PROBLEM:
A faithful transcription of all the data is required.
BEGIN GIVEN MATERIAL
PR #1408, opened 2021-10-01
Refactor klv_key

daniel-riehm:
Refactor the `klv_key` classes, `klv_uds_key` and `klv_lds_key`. First, `klv_lds_key` was reduced to just an alias for an unsigned integer, since that is all it is. The base `klv_key` and derived `klv_uds_key` classes could then be merged. There is some general style/simplicity cleanup here, along with additions of `klv_read_*`, `klv_write_*`, and `klv_length_*` functions to match the rest of the new KLV read/write API. The only major functional change to `klv_uds_key` was to implement the somewhat-obscure stipulation that byte 7 does not play a role in key uniqueness - in other words, two UDS keys which only differ in byte 7 are consider to be identical.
END GIVEN MATERIAL
EXPECTED ANSWER:
PR #1408, opened 2021-10-01
Refactor klv_key

daniel-riehm:
Refactor the `klv_key` classes, `klv_uds_key` and `klv_lds_key`. First, `klv_lds_key` was reduced to just an alias for an unsigned integer, since that is all it is. The base `klv_key` and derived `klv_uds_key` classes could then be merged. There is some general style/simplicity cleanup here, along with additions of `klv_read_*`, `klv_write_*`, and `klv_length_*` functions to match the rest of the new KLV read/write API. The only major functional change to `klv_uds_key` was to implement the somewhat-obscure stipulation that byte 7 does not play a role in key uniqueness - in other words, two UDS keys which only differ in byte 7 are consider to be identical.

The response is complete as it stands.